Work to complete ▸
Return every line of the records that includes the string "version".

Supplied material ▸
PR #1007, opened 2023-02-08
Minimise diff between our CoC & upstream by adjusting titles & newlines

eemeli:
As identified in far too many discussions, our upstream CoC is [not stable](https://github.com/EthicalSource/contributor_covenant/commits/release/content/version/2/0/code_of_conduct.md). This PR does not apply any changes to the textual content of our CoC, but adjusts the line wrapping and title levels to minimise the difference between our text and the [latest upstream text](https://raw.githubusercontent.com/EthicalSource/contributor_covenant/192bcf8016ae3733e46ff7d1285f2f57152cc195/content/version/2/1/code_of_conduct.md), v2.1.

After this is merged, it becomes somewhat easier to consider each of the four remaining parts of the diff separately:

### 1. Embedding the doc to within our `CODE_OF_CONDUCT.md`

Skipping here all the text before the `---` separator.

```diff
--- /tmp/upstream-coc.md	2023-02-08 14:22:10
+++ /tmp/openjsf-coc.md	2023-02-08 14:41:36
@@ -1,17 +1,12 @@
-+++
-version = "2.1"
-aliases = ["/version/2/1"]
-+++
-
-# Contributor Covenant Code of Conduct
+_Contributor Covenant Code of Conduct v2.0, from [commit 8001bf8](https://github.com/EthicalSource/contributor_covenant/blob/8001bf8c6e7cd2606657e2816710770d8a79b7dc/content/version/2/0/code_of_conduct.md)_

 ## Our Pledge
```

Result ▸
As identified in far too many discussions, our upstream CoC is [not stable](https://github.com/EthicalSource/contributor_covenant/commits/release/content/version/2/0/code_of_conduct.md). This PR does not apply any changes to the textual content of our CoC, but adjusts the line wrapping and title levels to minimise the difference between our text and the [latest upstream text](https://raw.githubusercontent.com/EthicalSource/contributor_covenant/192bcf8016ae3733e46ff7d1285f2f57152cc195/content/version/2/1/code_of_conduct.md), v2.1.
-version = "2.1"
-aliases = ["/version/2/1"]
+_Contributor Covenant Code of Conduct v2.0, from [commit 8001bf8](https://github.com/EthicalSource/contributor_covenant/blob/8001bf8c6e7cd2606657e2816710770d8a79b7dc/content/version/2/0/code_of_conduct.md)_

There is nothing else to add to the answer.